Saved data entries
PR #2684, opened 2022-05-23
Add .git-blame-ignore-revs file with black PR commit

adeak:
[GitHub has finally added support for ignoring commits in blames](https://docs.github.com/en/repositories/working-with-files/using-files/viewing-a-file#ignore-commits-in-the-blame-view)! I've been using a local `.git-blame-ignore-revs` file to ignore The Blackening, but now it makes sense to add it to the repo itself.

Some resources:
  * [Github's explanation](https://docs.github.com/en/repositories/working-with-files/using-files/viewing-a-file#ignore-commits-in-the-blame-view)
  * [`git blame`'s doc](https://www.git-scm.com/docs/git-blame#Documentation/git-blame.txt---ignore-revs-fileltfilegt)
  * [`git config`'s doc for configuring a local ignore-revs file](https://git-scm.com/docs/git-config#Documentation/git-config.txt-blameignoreRevsFile).
  
GitHub's blame view of https://github.com/pyvista/pyvista/blame/main/examples/00-load/create-point-cloud.py before adding this file:
screenshot with multiple commits shown in blame due to black

and after:
screenshot with black commits hidden

It would be nice if we could somehow add the configuration of the ignore-revs-file to pre-commit or some other setup steps, but I haven't investigated this yet.

PR #4119, opened 2023-03-11
Apply blackdoc to python source

akaszynski:
PyVista has adopted [black](https://github.com/psf/black), but we fail to implement this for our documentation or doc strings.

This PR implements [blackdoc](https://github.com/keewis/blackdoc) to reformat all Python code in our docstrings as a `pre-commit`.

Pinging @jorgepiloto because this is really cool and IMO works better than [blacken-docs](https://pypi.org/project/blacken-docs/)

### DIFF
--- a/pyvista/core/filters/data_set.py
+++ b/pyvista/core/filters/data_set.py
@@ -393,7 +393,9 @@ class DataSetFilters:
         >>> import pyvista as pv
         >>> from pyvista import examples
         >>> dataset = examples.load_hexbeam()
-        >>> _below, _above = dataset.clip_scalar(scalars="sample_point_scalars", value=100, both=True)
+        >>> _below, _above = dataset.clip_scalar(
+        ...     scalars="sample_point_scalars", value=100, both=True
+        ... )
 
         Remove the part of the mesh with "sample_point_scalars" below 100.
 
@@ -900,8 +902,7 @@ class DataSetFilters:
 
         >>> pl = pyvista.Plotter()
         >>> _ = pl.add_mesh(hills, smooth_shading=True, style='wireframe')
-        >>> _ = pl.add_mesh(line_slice, line_width=10, render_lines_as_tubes=True,
-        ...                 color='k')
+        >>> _ = pl.add_mesh(line_slice, line_width=10, render_lines_as_tubes=True, color='k')
         >>> _ = pl.add_mesh(arc, line_width=10, color='grey')
         >>> pl.show()
 
@@ -1051,16 +1052,14 @@ class DataSetFilters:
 
         >>> import pyvista
         >>> noise = pyvista.perlin_noise(0.1, (1, 1, 1), (0, 0, 0))
-        >>> grid = pyvista.sample_function(noise, [0, 1.0, -0, 1.0, 0, 1.0],
-        ...                                dim=(20, 20, 20))
+        >>> grid = pyvista.sample_function(noise, [0, 1.0, -0, 1.0, 0, 1.0], dim=(20, 20, 20))
         >>> grid.plot(cmap='gist_earth_r', show_scalar_bar=True, show_edges=False)
 
         Next, apply the threshold.
 
         >>> import pyvista
         >>> noise = pyvista.perlin_noise(0.1, (1, 1, 1), (0, 0, 0))
-        >>> grid = pyvista.sample_function(noise, [0, 1.0, -0, 1.0, 0, 1.0],
-        ...                                dim=(20, 20, 20))
+        >>> grid = pyvista.sample_function(noise, [0, 1.0, -0, 1.0, 0, 1.0], dim=(20, 20, 20))
         >>> threshed = grid.threshold(value=0.02)
         >>> threshed.plot(cmap='gist_earth_r', show_scalar_bar=False, show_edges=True)
 
@@ -1183,8 +1182,7 @@ class DataSetFilters:
 
         >>> import pyvista
         >>> noise = pyvista.perlin_noise(0.1, (2, 2, 2), (0, 0, 0))
-        >>> grid = pyvista.sample_function(noise, [0, 1.0, -0, 1.0, 0, 1.0],
-        ...                                dim=(30, 30, 30))
+        >>> grid = pyvista.sample_function(noise, [0, 1.0, -0, 1.0, 0, 1.0], dim=(30, 30, 30))
         >>> threshed = grid.threshold_percent(0.5)
         >>> threshed.plot(cmap='gist_earth_r', show_scalar_bar=False, show_edges=True)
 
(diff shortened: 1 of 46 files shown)


tkoyama010 (approved):
Excellent. I was always concerned that the docstring code was not formatted by black. This solves that!

adeak:
Any chance that we can separate the black run from any other change (i.e. adding this to pre-commit) in separate PRs? I'd like to be able to skip the style PR's merge commit in the git blame. As usual.

adeak:
To be clear the ideal situation would be to separate all autoformatting. If you changed anything manually and know what that was, that should also be moved along with the other changes. With one big commit that's probably not feasible though.

And along with the pre-commit addition we should add a check for this in CI, otherwise noncomforming commits will startvseeping back quick.

tkoyama010:
> And along with the pre-commit addition we should add a check for this in CI, otherwise noncomforming commits will startvseeping back quick.

I guess the pre-commit error will stop CI, isn't it?
https://github.com/pyvista/pyvista/blob/5ff97bbf64f1a4f1f39627db3ccbb7f6d9e71c4b/.github/workflows/style_docstr.yml#L16-L26

adeak:
Aaah, right! Thanks @tkoyama010 👍

MatthewFlamm:
This would be a good example where a merge commit would be better to preserve the commit history in a PR (one commit for each step here), but we have disabled this (for good reasons).

Another thought is that you could have two PRs, one for adding to our pre-commit (this will fail), the other for the changes.  You would merge the first if the second passes and then merge them in one after the other.

A lot of extra work however.

adeak:
> Another thought is that you could have two PRs, one for adding to our pre-commit (this will fail), the other for the changes. You would merge the first if the second passes and then merge them in one after the other.

That's what I had in mind. First merge the autoformatting changes, then adding the pre-commit hook and any hypothetical manual changes needed.

> A lot of extra work however.

Only if @akaszynski touched formatting beyond running blackdoc. The non-autoformat changes would be quite obvious otherwise. And we can only do this right once, now, or we'll be stuck with crap history.

It's of course possible that I'm the only one looking at git blames, in which case "sucks to be me" is another option :P

akaszynski:
Agree with separating this out. I didn't consider git blame, but when I do need it it's quite valuable for tracking down bugs.

adeak:
You could keep most of the changes here, and just revert the few other changes. Whichever is less of a hassle.

akaszynski:
Ok @adeak. I went ahead and opened #4120. I would like to merge the changes from branch into main with and also add `git blame --ignore-rev`.

After the merge I will add the commit hash to the `. git-blame-ignore-revs` file.

See
https://akrabat.com/ignoring-revisions-with-git-blame/
https://github.blog/changelog/2022-03-24-ignore-commits-in-the-blame-view-beta/

akaszynski:
Please note that the changes here are entirely from the auto-formatter. Recommending merging this PR first and adding the ignore rev file to #4120.

adeak:
> Please note that the changes here are entirely from the auto-formatter. Recommending merging this PR first and adding the ignore rev file to #4120.

I'm on mobile for the next few hours still, but if this only has autoformatting only then this is good to go. Any manual corrections would have to be put elsewhere anyway.

Adding the ignore-revs item in the follow-up is fine too. For the original blackening we had https://github.com/pyvista/pyvista/pull/2684.

Thanks a lot @akaszynski.

adeak (approved):

MatthewFlamm:
This sounds like a good plan

MatthewFlamm (approved):

pyvista/core/filters/data_set.py
```diff
@@ -393,7 +393,9 @@ def clip_scalar(
         >>> import pyvista as pv
         >>> from pyvista import examples
         >>> dataset = examples.load_hexbeam()
-        >>> _below, _above = dataset.clip_scalar(scalars="sample_point_scalars", value=100, both=True)
```
adeak, line 396: I wonder how the line length limit exactly works. From [the docs](https://blackdoc.readthedocs.io/en/latest/options.html#black) I assume it uses the same line length as `black`. This doesn't sound ideal though, because I we explicitly strive to have shorter lines for docs [as per CONTRIBUTING.md](https://github.com/pyvista/pyvista/blob/main/CONTRIBUTING.rst#coding-style):

> As for docstrings, follow the guidelines specified in [PEP 8 Maximum Line Length](https://www.python.org/dev/peps/pep-0008/#maximum-line-length) of limiting docstrings to 72 characters per line.

Looking at the blackdoc docs it doesn't seem obvious that we can choose a different line length for blackdoc, but [based on the source](https://github.com/keewis/blackdoc/blob/6fa571ad4c905745bf9574bf08248c60529ebe81/blackdoc/blackcompat.py#L106-L109) it seems that the `[blackdoc]` section in `pyproject.toml` takes precedence (as would be logical):
```py
    black_config = pyproject_toml.get("tool", {}).get("black", {})
    blackdoc_config = pyproject_toml.get("tool", {}).get("blackdoc", {})
    config = {**black_config, **blackdoc_config}
```

So do we want to enforce the 72-char length we mention for docstrings?

adeak: Ha, too late :D

pyvista/utilities/reader.py
```diff
@@ -156,7 +156,7 @@ def get_reader(filename, force_ext=None):
     >>> reader  # doctest: +ELLIPSIS
     XMLPolyDataReader('.../Human.vtp')
     >>> mesh = reader.read()
-    >>> mesh # doctest: +ELLIPSIS
+    >>> mesh  # doctest: +ELLIPSIS
```
adeak, line 159: This is not a blackdoc issue, only a pointer to something potentially redundant: in `pyproject.toml` we have `doctest_optionflags = 'NUMBER ELLIPSIS'` so I wonder if the four `+ELLIPSIS` directives we have in `reader.py` are reduntant. To be looked at later if anyone feels like it.

pyvista/utilities/transformations.py
```diff
@@ -240,7 +244,10 @@ def apply_transformation_to_points(transformation, points, inplace=False):
     >>> points_orig = points.copy()
     >>> scale_factor = 2
     >>> tf = scale_factor * np.eye(4)
-    >>> tf[3, 3,] = 1
+    >>> tf[
+    ...     3,
+    ...     3,
+    ... ] = 1
```
adeak, line 250: I looked through the 45 changed files and this was the only terrible change. I suspect this is mostly a bug, and has to do with the trailing comma. I'd consider removing this trailing comma in the follow-up PR.

pyvista/core/filters/data_set.py
adeak: Pinging @akaszynski just to make sure we discuss this (and the other, far less important points) before going forward.

adeak:
Also pointing out for posterity that the changes here were made with an explicit exclusion of `pyvista/plotting/charts.py`, see https://github.com/pyvista/pyvista/pull/4120#discussion_r1133144610.

akaszynski:
I’ll work on the follow up PR and implement the changes before enforcing blackdox. Thanks for the comments, I’ll be less trigger happy…

adeak:
> I’ll be less trigger happy…

It's all good, I wouldn't have approved if I had insisted on taking a close look before merge :) In the worst case of changing the config and rerunning `blackdoc` on the whole codebase we can just have another autoformat PR and add _two_ commits to the ignore-revs file. No harm done.

pyvista/core/filters/data_set.py
adeak: Hmm, yeah, too bad [the problem seems to be a hornet's nest](https://stackoverflow.com/a/71041192/5067311).

pyvista/utilities/transformations.py
akaszynski: Resolved in https://github.com/pyvista/pyvista/pull/4129.

pyvista/core/filters/data_set.py
akaszynski: Discussed in https://github.com/pyvista/pyvista/pull/4129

TASK BRIEF » Could you restate word for word the lines above from the one containing "I’ll work on" through the one containing "akaszynski: Resolved in", both included, and nothing else?

PROBLEM SOLUTION »
I’ll work on the follow up PR and implement the changes before enforcing blackdox. Thanks for the comments, I’ll be less trigger happy…

adeak:
> I’ll be less trigger happy…

It's all good, I wouldn't have approved if I had insisted on taking a close look before merge :) In the worst case of changing the config and rerunning `blackdoc` on the whole codebase we can just have another autoformat PR and add _two_ commits to the ignore-revs file. No harm done.

pyvista/core/filters/data_set.py
adeak: Hmm, yeah, too bad [the problem seems to be a hornet's nest](https://stackoverflow.com/a/71041192/5067311).

pyvista/utilities/transformations.py
akaszynski: Resolved in https://github.com/pyvista/pyvista/pull/4129.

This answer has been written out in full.